Advocates for complementary and alternative medicine (aka "CAM") often say, "It's not our fault we don't have scientific evidence to support our claims. We don't get zillions of dollars in research grants like mainstream medicine."
This is a crappy argument for two reasons.
Firstly, the "we" of CAM represents no coherent explanatory model of reality. Chelation for vague toxins, the law of similars, and ground rhinocerous horn for male impotence fit together about as well as the Holy Virgin, Vishnu, and the prophet Mohammad (pbuh). In fact the only commonality linking the hodge-podge of contradictory health claims and practices marketed as "CAM" is an alliance of political convenience --i.e., "the enemy of my enemy is my friend." No one in the CAM arena can be held to account for the harmful nonsense of his CAM buddies. No one even cares.
Because CAM is not a coherent idea or set of ideas, we've no means of guessing the cost of effectively "studying CAM." We've no way to judge whether we're spending an appropriate amount of our research dollars on CAM taken as a whole.

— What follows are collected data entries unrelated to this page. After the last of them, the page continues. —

PR #594, opened 2022-01-31
fix toggle camera

ThyWoof:


SolastaCommunityExpansion/Models/GameUiContext.cs
```diff
@@ -110,8 +110,10 @@ void ToggleZoomCamera()
                 }
                 else
                 {
-                    cameraService.DebugCameraEnabled = EnableDebugCamera;
+                    EnableDebugCamera = !EnableDebugCamera;
                 }
+
+                cameraService.DebugCameraEnabled = EnableDebugCamera;
```
ChrisPJohn, line 116: cameraService might be null

PhilPJL (approved):

PhilPJL (changes requested):
Oops, should have read Chris's comment

SolastaCommunityExpansion/Models/GameUiContext.cs
ThyWoof: fixed

SolastaCommunityExpansion/Models/GameUiContext.cs
```diff
@@ -110,8 +110,9 @@ void ToggleZoomCamera()
                 }
                 else
                 {
+                    EnableDebugCamera = !EnableDebugCamera;
                     cameraService.DebugCameraEnabled = EnableDebugCamera;
-                }
+                }
```
PhilPJL, line 115: I think this should be 

```
...
else { EnableDebugCamera = !EnableDebugCamera; }
if(cameraService != null) { camera ... }
```

PhilPJL (changes requested):
see comment

SolastaCommunityExpansion/Models/GameUiContext.cs
PhilPJL: Although what function does IViewService have here?

ThyWoof: I copied this code from game and added the flag logic. Really don't know what role IViewService has in here.

PhilPJL: Don't trust the game code :)

ThyWoof: done

PhilPJL (approved):

PR #604, opened 2022-01-31
fix db helpers generator

ThyWoof:


ChrisPJohn (approved):
I think this is fine. @PhilPJL should definitely take a look at this even if it has already been merged.

PhilPJL (approved):

PR #606, opened 2022-02-01
Swapped Title and Description

RealBazou:


ChrisPJohn (approved):
I wish I remembered why I put Description first when I originally made that builder. In hindsight it was probably the wrong decision, but at this point I don't think we can switch it easily.

PR #612, opened 2022-02-02
reorg builders and custom features

ThyWoof:
. initial reorg of Builders, Features and CustomFeatures;
. no code change except for new namespace names and corresponding using statements;

planned on step 2:

. split files under CustomFeatureDefinitions and get class that is a builder as a new file under Builders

Secondly, just off the top of my head I can imagine ways to study a number of CAM claims on the cheap. A little blinding, video recording, and some skeptical eye witnesses don't have to cost millions. So I don't buy the "we's so po" line. Show me the CAM research proposals unfairly rejected by an institution or funding source. Stack 'em up on my desk.
The pro-CAM lobby research strategy:
Phase 1: Get government money for research using emotional appeals and fallacious arguments. Phase 2: Use money to sex up quacky schools, for scholarships to said schools, and to fund marketing campaigns masquerading as education. Phase 3: ???? Phase 4: Profit!